Using artificial intelligence seems simple: you open a tool, type an instruction, and wait for a useful response. But those of us who use it regularly know that the real journey isn't always that straightforward. It often starts with optimism, moves into frustration, passes through anger or anxiety, and only after several attempts — and some genuine rage — does that feeling of satisfaction finally arrive when the AI delivers something close to what you actually needed. You've probably been there, not just in a chat window, but also when building a GPT, a Gem, a Copilot Agent, or a Skill.
This experience isn't coincidental. Generative AI has enormous potential to improve productivity, but that value doesn't appear automatically. I'm not making this up — McKinsey backs it with research. It's not just about "having AI." It's about knowing how to integrate it well.
In day-to-day use, one of the main friction points is prompting. Many people start using AI the same way they'd use a traditional search engine: they type a short phrase, expect a precise answer, then get frustrated when the result is generic, incomplete, or simply unhelpful. The problem isn't always the tool. Most of the time it's that we didn't provide enough context, didn't define the goal clearly, didn't specify the expected format, or didn't explain who will be using the response. We need to ask AI for things the same way we'd ask a person — if we're vague and they don't know us, the result probably won't be what we hoped for.
That's where an interesting paradox emerges: AI promises to save time, but if you don't know how to ask it the right things, it can cost you time instead. You rewrite the prompt, correct the response, add context, adjust the tone, request another version, watch it hallucinate, and start over. What was supposed to take five minutes ends up being half an hour of trial and error.
This doesn't mean AI doesn't work. It means that interacting with it requires a new kind of skill. Microsoft has been emphasizing the importance of building practical AI and prompting capabilities within organizations — not just handing out access to tools. It even recommends ongoing training in generative AI and prompting skills as part of the new digital workplace. Once you get it working the way you want, it will work well, every single time.
Prompt engineering shouldn't be seen as something reserved for technical specialists. In practice, it's a form of structured thinking. It's learning to tell AI what role it should play, what problem it should solve, what context it needs to consider, what constraints it must respect, and what kind of result you expect. A good prompt isn't necessarily long — it's clear, specific, and outcome-oriented. OpenAI, Anthropic, Google, and Microsoft have all published solid best practices on this.
It's also important to understand that prompting improves with practice. At first, people tend to interact with AI in very open-ended ways. Over time, you start noticing patterns: which instructions work best, when it helps to give examples, when to ask for a specific structure, when to break a large task into smaller steps, and when to correct a response rather than starting from scratch. The learning curve is real, but it shortens considerably when you approach it with intention.
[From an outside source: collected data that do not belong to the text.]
PR #4147, opened 2017-10-24
Fix generation of bignum literals

asandroq:
My previous attempt added an impossible condition that output all
bignum literals using the `MKBIGC` macro even when the value would fit
into a C int. This change fixes that bug.


src/IRTS/CodegenC.hs
```diff
@@ -179,8 +179,10 @@ bcc i (ASSIGNCONST l c)
     = indent i ++ creg l ++ " = " ++ mkConst c ++ ";\n"
   where
     mkConst (I i) = "MKINT(" ++ show i ++ ")"
-    mkConst (BI i) | i > ((-2)^30) && i < (2^30) = "MKINT(" ++ show i ++ ")"
-                   | otherwise = "MKBIGC(vm,\"" ++ show i ++ "\")"
+    mkConst (BI i) = let maxInt = 2^30
```
ahmadsalim: On C at least the maximum integer is `INT_MAX` which is equal to 2^31-1.
The minimum integer is `INT_MIN` which is equal to -2^31.

see https://www.tutorialspoint.com/c_standard_library/limits_h.htm

ahmadsalim: Well for 32-bit integers anyway.

asandroq: That's true, but the last bit of an int is used to tag it as an unboxed value in the runtime.

ahmadsalim: Ah, I see.

Melvar: Well, since the size is based on a pointer, it’s either 31 or 63 bits depending on platform.

melted:
It's slightly irritating that we can't reliably know if a long is 32 or 64 bits at codegen time. But big literals are rare, so it's way better to go with 32 bits than to hack something that could fail.

src/IRTS/CodegenC.hs
```diff
@@ -179,8 +179,10 @@ bcc i (ASSIGNCONST l c)
...
+                     in if i >= -maxInt && i < maxInt
```
melted: You could use `if i < abs 2^30` for simplicity

ahmadsalim: You mean `abs i < abs 2^30`

asandroq: The test is different on either side of the interval.

melted: No I put the abs on the wrong side, 2^30 don't need an abs, it's a constant :-)

ahmadsalim: or `abs i < 2^30`

clayrat: spoiler alert: `x^30 = abs (x^30)` for any real `x` :D

ahmadsalim:
Thanks

PR #4151, opened 2017-10-24
add some new functions to Data.String.Extra

msmorgan:
Includes `drop`, `dropLast`, `take`, `takeLast`, `shrink`, `join`, and `index`.


melted:
Thanks!

PR #4154, opened 2017-10-26
refactor Text.Parser and Text.Lexer

msmorgan:
There's a lot in this one.

* Split mostly-private core modules into Text.Parser.Core and
  Text.Lexer.Core.
* Refactor many combinators in Text.Parser to accept more inputs.
* New parser combinators, including `choose`, `someTill`, `manyTill`,
  `afterSome`, `afterMany`, `sepEndBy1`, and `endBy1` (and friends).
* Flip the argument order of `Text.Parser.parse`. The old version still
  exitsts, but is deprecated in a different namespace.
* Rename `optional` and `maybe` in Text.Parser to `option` and `optional`,
  to be more in line with Haskell parser combinator library semantics.
* `concat` for `Lexer`s.
* Various documentation updates.


libs/contrib/Data/Bool/Extra.idr
```diff
@@ -0,0 +1,28 @@
...
+%default total
+
+andDelaySameNeutral : (x : Bool) -> x && Delay x = x
+andDelaySameNeutral False = Refl
+andDelaySameNeutral True = Refl
+
+andDelayFalseFalse : (x : Bool) -> x && Delay False = False
+andDelayFalseFalse False = Refl
+andDelayFalseFalse True = Refl
+
```
clayrat: Why do you have explicit `Delay`s here, don't logical ops automatically insert that?

msmorgan: I assumed that the errors were due to the second argument being lazy, so I wrote it that way for clarity. This assumption may have been incorrect, so I'll do a little digging and revise if I was wrong.

msmorgan: Turns out it was a regular old reduction issue. I tried strict versions of `&&` and `||` and had the same result. I'll rename the functions accordingly and fix their types.

Do you think it would be a bad idea to declare the equality in the type in reverse, to avoid using `sym` everywhere? I'm afraid it wouldn't be as semantically correct.

libs/contrib/Control/Delayed.idr
```diff
@@ -0,0 +1,29 @@
+||| Utility functions for contitionally delaying values.
+|||
+||| NOTE: Import this module with `import public` if exporting functions
```
ahmadsalim: I think this NOTE should be removed, and converted to an issue.

ahmadsalim:
@msmorgan Thanks for the refactoring, most things seem useful.

A note however: I can not particularly see the benefit of the swap of arguments for parse. In any case, the deprecation is still going to break code because it is moved to a new namespace, so I am unsure whether this is the way to go.
Would it be possible to have this change in another separate PR?

libs/contrib/Text/Lexer/Core.idr
```diff
@@ -0,0 +1,190 @@
...
+
+||| Combine each lexer in a container into a lexer that sequences them.
+||| The resulting lexer always fails if the container was empty.
+export
+concat : Foldable t => t Lexer -> Lexer
+concat xs = foldl op Fail xs
+  where
+    op : Lexer -> Lexer -> Lexer
+    op Fail x = x
+    op x y = x <+> y
```
Melvar: Normally, `concat` and `choice` do the same thing, except that `concat` involves a `Type` and `choice` involves a `Type -> Type`. It happens that `Lexer` has two monoidal structures on it; the “additive” one with the operation being alternation and the identity element failure, and the “multiplicative” one with the operation being concatenation and the identity element being, not failure, but a lexer that always succeeds with no result.

Melvar: See [Wikipedia on Semiring of formal languages](https://en.wikipedia.org/wiki/Semiring#formal_languages). In the context of `Applicative` and `Alternative`, the multiplicative counterpart of `choice` would be `sequence_`/`sequence`.

libs/contrib/Data/Bool/Extra.idr
clayrat: Why would you use `sym`, are you rewriting `False` back to `x && False`?

msmorgan: I don't think so... But each use in libs/contrib/Text/Parser.idr needs a `sym`.

libs/contrib/Text/Lexer/Core.idr
msmorgan: I did it this way so that the return value could be `Lexer`. Always succeeding would mean that the return type would have to be `Recognize False` instead, which isn't a problem except I will have to check that the strings are not empty in `exact` and `approx`.

libs/contrib/Data/Bool/Extra.idr
clayrat: Ah, so you indeed are rewriting backwards: e.g., in `option` you convert `Grammar tok False a` to `Grammar tok (c && False) a` so that `<|>` could be applied. You could also use `replace (andFalseFalse c) (p <|> pure def)` but that would most likely require writing the `P` implcit term, which I feel is somewhat ugly.

msmorgan:
@ahmadsalim I could move the deprecated `parse` to Text.Parser instead of Text.Parser.Core.Deprecated.

I did it because it was inconsistent with lex. Consider that the grammar specifies how to parse, and the token list specifies what to parse. Similarly, the token map specifies how to lex, and the string specifies what to lex. Previously they had the forms `parse what how` vs `lex how what`. I flipped parse because I think the lex version is clearer and works better with currying.

libs/contrib/Text/Lexer/Core.idr
msmorgan: Actually, there is not a way to succeed if the foldable is empty, unless the return type is `(c : Bool ** Recognise c)`.

Melvar: There are at least two ways to fix it, but both require you take a `List` rather than any `Foldable`. One is using `NonEmpty`, and the other is specifying the return value using `isCons`.

Also, do you not want to be able to sequence a collection of `Recognise False`s?

msmorgan: I went with the `isCons` variant. Both that and `NonEmpty` are somewhat cumbersome to use, but `isCons` is more flexible.

Melvar:
My comment on the name of `concat` still applies: I think it should be named `sequence` to indicate its relationship to `choice`.

msmorgan:
@Melvar I disagree about the name. Lexers do not have result values, and semantically sequence involves collecting result values.

I chose the names I did because of the following (perhaps too simplistic) logic:
* `choice`: fold using `<|>`
* `concat`: fold using `<+>`

melted:
That function is nothing like (++), concat is a confusing name for it.

msmorgan:
What does concat have to do with `++`, other than the String implementation of Monoid?
https://github.com/idris-lang/Idris-dev/blob/master/libs/prelude/Prelude/Foldable.idr#L38

Furthermore, I think it is similar. `is 'a'` will recognise the input `"a"`.
`is 'b'` will recognise the input `"b"`.
`is 'a' <+> is 'b'` will recognise the input `"a" <+> "b"` (`"ab"`).

Melvar:
Well, `<+>` is really also the wrong name. In any type implementing both `Monoid` and `Alternative`, they should function identically; essentially `Alternative` is a workaround for the fact that a constraint of `{a : Type} -> Monoid (f a)` can’t be found by the implementation search.
Thus, the obvious operator for sequencing of recognisers should be `*>`, and the function you name `concat` should be `sequence_`, but having `sequence_` without a corresponding `sequence` seemed odd to me, so I proposed using `sequence` instead. Your new `concatMap` corresponds to `traverse_`.

msmorgan:
@Melvar You'll have to take it up with @edwinb about `<+>`. I maintain that it's a better choice than `*>`, since the latter operator has the semantics of discarding the value of the first action. But since recognisers produce no value upon success&mdash;they simply succeed, having consumed some amount of input&mdash;this doesn't seem to fit.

The opposite risk is using AI uncritically. Some studies warn that superficial use of these tools can produce content that looks correct but is thin on substance. This has been called "workslop" — AI-generated work that appears finished but actually shifts the burden of review, correction, or interpretation onto someone else. Instead of boosting productivity, it ends up creating more friction. You've probably noticed that AI tends to find every idea and plan fantastic — it has a built-in optimism. There are real cases of official documents submitted with invented data, or blog posts and social media content that bear no trace of the author's actual voice.
That's why the real value isn't in writing just any prompt — it's in learning to have better conversations with AI. The tool can help you think, synthesize, draft, compare, structure, and create. But it needs direction. When you use it without context, you get generalities. When you guide it well, it becomes a genuine accelerator.
The emotional arc of prompting mirrors this process closely. First you believe AI will solve everything instantly. Then you're disappointed when it doesn't understand you. You get annoyed when it keeps giving irrelevant answers. You grow anxious trying to craft the perfect prompt. You hesitate before hitting send again. And finally, when you nail the context, the goal, and the format, a genuinely useful response appears.
That final satisfaction doesn't come only from the AI "getting it right." It comes from the fact that you also learned to ask better.
At the end of the day, prompting isn't a technical barrier — it's a new form of workplace literacy. Companies that want to capture real value from artificial intelligence shouldn't stop at enabling tools. They need to train their teams to use them with judgment, context, and practice. Adoption. Because productivity with AI doesn't come from clicking "send" — it comes from learning to frame the problem better.